Robert Mitchum is suitably weary in the part of the private eye, Jack O'Halloran somewhat wooden as 'Moose' Malloy (I wouldn't say that within earshot, naturally). Charlotte Rampling is suitably slutty but lacks the true femme fatale aura. With John Ireland, Sylvia Miles (Oscar nominated), Harry Dean Stanton, Anthony Zerbe, Sylvester Stallone and - way down the cast - as 'woman in ballroom' (the chatty one, I guess) none other than Joan Shawlee.

It works well enough, and makes explicit what the forties version would only be able to allude to. Good ending.

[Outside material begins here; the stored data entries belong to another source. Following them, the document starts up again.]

Issue #99, opened 2014-12-31
Show reverse dependencies


winding-lines:
I see that the rust server already has an API for fetching reverse dependencies. Is there a plan/desire to add this information to the Ember app?

Also is it possible to get a dump of the postgres database to have some real data when playing with the application locally?

alexcrichton:
Now that we've got a more prominent location for links than we used to, I think I'd be fine just adding a link to the reverse dependencies page.

bjz:
:+1:

I constantly see 'got to the `/reverse_dependencies` page pointed out in IRC. Folks are always surprised and say, 'that's amazing!' or something. :)

alexcrichton:
cc @Turbo87 

an easy thing that could be added to the links sections for crates! Now that you've fixed the bugs on the page I think it'd be fine to just show it.

PR #104, opened 2015-01-02
Add a simple link to display reverse dependencies

winding-lines:
This is related to issue #99, it is the simplest approach I can think of. I can add more functionality if desired, for example display the link only if there are reverse dependencies.

Let me know what you think.

### DIFF
--- a/app/templates/crate/index.hbs
+++ b/app/templates/crate/index.hbs
@@ -143,9 +143,9 @@
       <li>None</li>
       {{/each}}
     </ul>
-    <div>
+    <div class=small>
       {{#link-to 'crate.reverse_dependencies' (query-params dependency=crate_id)}}
-      Reverse Dependencies
+      Reverse Dependencies {{reverse_dependencies.length}}
       {{/link-to}}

Interestingly, the Judge's mansion was Greenacres, Harold Lloyd's former home, which also features in Shampoo. Though Lloyd left it to the public as a museum, he didn't leave any money to fund its upkeep. It was sold in 1975 and demolished the next year to make 15 separate houses.

Saturday, 10 April 2021

It Happened One Night (1934 Frank Capra)

Joe Walker's cinematography is so shimmeringly diffused that it almost imparts a sense of fairytale over the gradual warming of relationships between Princess Colbert and Peasant Gable (both marvellous). Capra's camera is fluid, but relishes long takes when it finds them, Robert Riskins's screenplay (from Samuel Hopkins Adams' short story) is tough and sweet, and seminal, reaching anything from The Sure Thing to Runaway Bride.

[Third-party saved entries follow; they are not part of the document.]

PR #105, opened 2015-01-02
Allows users to see download numbers on overlapping lines

markberger:
Allows users to see a box with the number of downloads for each crate version on a given day instead of examining each data point independently. This helps when multiple versions have 0 downloads on a given day and their chart lines overlap.

screen shot 2015-01-02 at 2 42 09 pm


alexcrichton:
Thanks!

"Why don't you take off all your clothes? You can stop forty cars."






Always Be My Maybe (2019 Nahnatchka Khan)

Thoroughly enjoyed this Asian romcom, written by its stars Ali Wong (Sasha) and Randall Park (Marcus) (and Michael Golamco). They play it well, too, and although it's all thoroughly predictable, that's sometimes what you want.

With James Saito, Michelle Buteau, Vivian Bang and Keanu Reeves.

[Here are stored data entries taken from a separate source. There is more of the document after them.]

PR #111, opened 2015-01-08
Change most used to most directly depended upon

### LINKED ISSUE #110: Change the front page "most downloaded" list to "most directly depended upon"
I think the latter list is likely to be full of projects which new users are more likely to want to play with, rather than just the "base" dependency packages of the ecosystem. 

I think it's important this happens before we get a massive influx of new users from 1.0, who will want to find highly usable libraries rather than just those which are important to the ecosystem (I'm thinking of things like gcc, openssl-sys, and newly libz-sys, which aren't needed directly by >90% of users but are currently on the front page) and I would be happy to work on making it happen if we agree this is desirable.

zzmp:
Fixes #110 

<s>This is very verbose (it calls it `Most Directly Depended Upon`).</s>
This calls the field `Most Depended Upon`, but is still verbose with the data field, calling the property `most_directly_depended_upon`.
Is this what we want?

@alexcrichton you mentioned in the issue to sort by `dependencies-on`.
Is this sufficient to count _only_ direct dependencies?

### DIFF
--- a/src/krate.rs
+++ b/src/krate.rs
@@ -550,22 +550,22 @@ pub fn summary(req: &mut Request) -> CargoResult<Response> {
                                         WHERE updated_at::timestamp(0) !=
                                               created_at::timestamp(0)
                                         ORDER BY updated_at DESC LIMIT 10"));
-    let most_downloaded = try!(tx.prepare("SELECT * FROM crates \
-                                           ORDER BY downloads DESC LIMIT 10"));
+    let most_directly_depended_upon = try!(tx.prepare("SELECT * FROM crates \
+                                        ORDER BY dependencies-on DESC LIMIT 10"));
 
     #[derive(RustcEncodable)]
     struct R {
         num_downloads: i64,
         num_crates: i64,
         new_crates: Vec<EncodableCrate>,
-        most_downloaded: Vec<EncodableCrate>,
+        most_directly_depended_upon: Vec<EncodableCrate>,
         just_updated: Vec<EncodableCrate>,
     }
     Ok(req.json(&R {
         num_downloads: num_downloads,
         num_crates: num_crates,
         new_crates: try!(to_crates(new_crates)),
-        most_downloaded: try!(to_crates(most_downloaded)),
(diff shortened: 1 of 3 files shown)


reem:
I'd rather "Most Depended Upon"

zzmp:
@reem Updated the HTML to call it "Most Depended Upon" but leave the data as `most_directly_depended_upon` for verbosity.

src/krate.rs
```diff
@@ -550,22 +550,22 @@ pub fn summary(req: &mut Request) -> CargoResult<Response> {
                                         WHERE updated_at::timestamp(0) !=
                                               created_at::timestamp(0)
                                         ORDER BY updated_at DESC LIMIT 10"));
-    let most_downloaded = try!(tx.prepare("SELECT * FROM crates \
-                                           ORDER BY downloads DESC LIMIT 10"));
+    let most_directly_depended_upon = try!(tx.prepare("SELECT * FROM crates \
+                                        ORDER BY dependencies-on DESC LIMIT 10"));
```
huonw: I can't see this column defined in the "schema" (as in, it's not mentioned in the [migration code](https://github.com/rust-lang/crates.io/blob/743bfc980b76c914d545b41d6f4cb601a5c1d213/src/bin/migrate.rs)), am I missing something?

(If it turns out this isn't defined, one may wish to look at `reverse_dependencies` which does essentially exactly the same thing.)

alexcrichton:
Yes unfortunately as @huonw mentioned this will require some deeper changes to implement. We do not currently track the number of immediate dependencies in the row for each crate. Additionally, the reverse dependencies page is currently implemented by [joining many tables together](https://github.com/rust-lang/crates.io/blob/743bfc980b76c914d545b41d6f4cb601a5c1d213/src/krate.rs#L361-L371), but for a home-page, often used query I don't think this is gonna cut it.

To implement this a counter will need to be maintained on the `crates` table of all immediate dependencies, both when dependencies are added as well as removed. That way we can actually just use a `ORDER BY` clause to sort everything correctly.

brson:
Closing because very old.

花樣年華 / In The Mood For Love (2000 Wong Kar Wei & scr)

A sneaky, brilliant, gorgeous thing. It's elusive, like a Marienbad, and indeed there are comparisons, for example in the way you see a scene which seems to be told twice with a different outcome - you have to keep your eye on it. And sometimes you're not quite sure where you are in time. And, like the French masterpiece, it is (a) absolutely gorgeous to look at, and (b) a sad, almost tragic, experience.

Clive James finds Maggie Cheung, and her hundred cheongsams, gorgeous; Cannes thought Tony Leung the Best Actor of the year; BAFTA saw fit to give its foreign film award to another Asian film, Crouching Tiger, Hidden Dragon.

The cinematography, by Christopher Doyle (and Ping Bin Lee) and production design by William Chang (who unusually was also the editor and the costume designer!) are so good and distinctive that you could take any frame of film and call it art. 

It's shot in the old 1.66:1 ratio and looks like it's old film stock to make it absolutely right for the 1960s. It's perfect - I mean, there's a scene where Maggie Cheung walks up the stairs from the noodle place to Michael Galasso's music (the theme in fact written originally by Shigeru Umebayashi), and every footstep is on the beat. 

And a scene with Tony Leung smoking, and you've never seen cigarette smoke in such a beautiful way. (It makes you want to smoke.)

And there's this pattern, particularly in the musical sequences, of the camera laterally tracking its subjects and leaving them behind a texture, obscured or hidden in some way, like their love has to be hidden. It's very like Brief Encounter, and Sofia Coppola is a big fan, specifically mentioning it in her Oscar acceptance speech for Lost in Translation.




It's very wonderful. Have to mention the indispensable Mrs. Suen, Rebecca Pan, and the earthy Ping Lam Seu. And the great (noisy) sound design (Li Chi Kuo and Shiang-Chu Tang).

Finally, Nat King Cole in Portguese adds an intriguing resonance. WELL overdue. Must watch 2046 and other Wais.